- Directed by: Marcel Pagnol
- Written by: Marcel Pagnol
- Based on: Topaze by Marcel Pagnol
- Starring: Fernandel Hélène Perdrière Marcel Vallée
- Cinematography: Philippe Agostini
- Edited by: Monique Lacombe
- Music by: Raymond Legrand
- Production company: Les Films Marcel Pagnol
- Distributed by: Gaumont Distribution
- Release date: 2 February 1951;
- Running time: 136 minutes
- Country: France
- Language: French

= Topaze (1951 film) =

Topaze is a 1951 French comedy film directed by Marcel Pagnol and starring Fernandel, Hélène Perdrière and Marcel Vallée. It is based on Pagnol's own 1928 play of the same name, which has been adapted for the screen a number of times including a 1936 film directed by Pagnol.

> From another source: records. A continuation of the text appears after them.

Issue #708, opened 2025-09-08
Debug npm package was compromised this morning


jdmarshall:
For anyone working on a fork of this code, if you did an npm update in the last 24 hours you should pay attention to whether you got debug version 4.4.2. 

https://github.com/debug-js/debug/issues/1005#issuecomment-3266885191

Since I was responsible for the PR that introduced it as a dev dependency I felt I should ping the prom-client community. 

Of course if you’re just using prom-client, you won’t have the dev dependencies, but debug is a popular library.

PR #778, opened 2026-07-13
Add debug logging for metrics collection failures

### LINKED ISSUE #649: Add integration with rpm package debug
DEBUG=prom:* node app.js

rishh09:
Fixes #649

#### What this PR does
Adds debug logging for metrics collection failures that were previously silently ignored.

The debug namespaces are scoped by metric area, for example:

- `prom:metrics:gc`
- `prom:metrics:event-loop-lag`
- `prom:metrics:process-open-fds`
- `prom:metrics:process-max-fds`

This keeps the default behavior quiet, while allowing users to inspect these failure paths with `DEBUG=prom:*`.

#### Notes
`debug` is moved from `devDependencies` to `dependencies` because it is now required by runtime library files.

#### Tests
- `npm run lint`
- `npm run check-prettier`
- `npm run compile-typescript`
- `npm run test-unit -- --runInBand --forceExit`
- `npm test -- --runInBand --forceExit`

### DIFF
--- a/package.json
+++ b/package.json
@@ -53,7 +53,6 @@
 	},
 	"dependencies": {
 		"@opentelemetry/api": "^1.4.0",
-		"debug": "^4.4.1",
 		"tdigest": "^0.1.1"
 	},
 	"types": "./index.d.ts",
--- a/package.json
+++ b/package.json
@@ -35,7 +35,6 @@
 	"homepage": "https://github.com/prometheus/client_js",
 	"devDependencies": {
 		"@eslint/js": "^9.29.0",
-		"debug": "^4.4.1",
 		"eslint": "^9.29.0",
 		"eslint-config-prettier": "^10.1.5",
 		"eslint-plugin-jsdoc": "^61.4.1",
@@ -54,6 +53,7 @@
 	},
 	"dependencies": {
 		"@opentelemetry/api": "^1.4.0",
+		"debug": "^4.4.1",
 		"tdigest": "^0.1.1"
 	},
 	"types": "./index.d.ts",
--- a/CHANGELOG.md
+++ b/CHANGELOG.md
@@ -41,6 +41,7 @@ This release marks our first release under the Prometheus umbrella.
 
 ### Added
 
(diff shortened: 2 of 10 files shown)


rishh09:
Hi @jdmarshall, I opened this PR for #649 based on your latest comment about adding debug output to empty catch blocks.

I wasn’t able to add you as a reviewer directly, so tagging you here for visibility. Happy to adjust the namespace or message style if you prefer a different convention.

package.json
```diff
@@ -54,6 +53,7 @@
 	},
 	"dependencies": {
 		"@opentelemetry/api": "^1.4.0",
+		"debug": "^4.4.1",
```
jdmarshall: Since this library is only used within other tools, should this be a dep or a peer dependency? @SimenB  @zbjornson

zbjornson: It'd be a dependency, but I'd actually use Node.js's built-in debug functionality and avoid a dependency entirely: https://nodejs.org/dist/latest-v22.x/docs/api/util.html#utildebuglogsection-callback. (Note there's a `debug` alias documented just below that section.)

Are there specific features of the debug package you prefer over the built-in one, @rishh09?

jdmarshall: Oh! Right. I completely forgot about that. Despite moving a project to the builtin not five months ago. It's been a year.

jdmarshall (changes requested):
As @zbjornson recommended, please migrate to the Node native debug logging found in node:util

jdmarshall:
@rishh09 If you would be so kind, would you mind fixing https://github.com/prometheus/client_js/blob/4339b07033c26a565edbcaab492249685c3d2ef9/benchmarks/index.js#L18 while you're in here so we can remove debug entirely?

I'm thinking back to #708 and the fact that the benchmarks run as a CI action and maybe we should just not...

rishh09:
sure, I'll proceed with these recommended changes and push a commit.

jdmarshall:
This one deserves a Changelog entry under additions: support for debug messages

jdmarshall (approved):

PR #779, opened 2026-07-13
fix: skip cluster responses after IPC disconnect

### LINKED ISSUE #563: [BUG] ERR_IPC_CHANNEL_CLOSED showing up on new deployments
### The Problem
Our app uses the prom-client for updating several counters, via worker threads as well as the main thread. Whenever we do a deployment of our app, and if a worker thread with one of the counters active is interrupted it will give the following error

Screenshot 2023-04-04 at 14 46 24

### The Likely Cause

It's [these](https://github.com/siimon/prom-client/blob/master/lib/cluster.js#L201-L212) lines that are likely causing this error (as can be seen in the stack trace). The worker issuing the process.send has disconnected, and so when the process.send call is made it triggers this error.

It's the same as an issue seen nearly 3 years ago - https://github.com/siimon/prom-client/pull/244.

A likely fix for this would be to wrap those process.send calls using:

```
if ( process.connected ) {
// do the process.send here
}
```

Hope that provides enough information for this issue.

Seekers2001:
## Summary

- route worker metric responses through a small `sendToPrimary` guard
- skip both successful and error responses after the worker IPC channel disconnects
- add a regression test that emulates a disconnected worker and verifies `process.send` is not called
- document the fix in the unreleased changelog

Fixes #563.

### Regression test

- before the fix: failed because `process.send` was called once after `process.connected` became false
- after the fix: passed

### Full suite

- `npm test`
  - ESLint passed
  - Prettier passed
  - TypeScript compilation passed
  - 29 test suites passed
  - 541 tests and 34 snapshots passed

The full suite emitted its existing Jest worker force-exit warning after completion, but exited successfully with every test passing.

### DIFF
--- a/CHANGELOG.md
+++ b/CHANGELOG.md
@@ -17,6 +17,7 @@ This release marks our first release under the Prometheus umbrella.
 
 ### Changed
 
+- Avoid sending cluster worker responses after the IPC channel disconnects (Fixes [#563](https://github.com/prometheus/client_js/issues/563))
 - Allow `Pushgateway` to accept a custom registry as the second constructor argument
 - Add `Registry#getMetricsAsString()` to the TypeScript definitions
 - Improve types for no labels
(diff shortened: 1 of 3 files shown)


jdmarshall:
In this scenario the primary thread exits? How does the app keep working in that situation?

It was shot at the Saint-Maurice Studios in Paris. The film's sets were designed by the art director Robert Giordani.

== Cast ==
- Fernandel as Albert Topaze
- Hélène Perdrière as Suzy Courtois
- Jacqueline Pagnol as Ernestine Muche
- Marcel Vallée as M. Muche
- Jacques Castelot as Roger Gaëtan de Bersac
- Milly Mathis as La barone / The Baroness
- Yvette Etiévant as La dactylo de Topaze / Topaze's typist
- Robert Moor as Le vénérable vieillard
- Rivers Cadet as L'agent de police
- Marcel Loche as Un domestique
- Pierre Larquey as Tamise
- Jacques Morel as Régis Castel-Vernac

==Bibliography==
- Vincendeau, Ginette. The Companion to French Cinema. Cassell, 1996.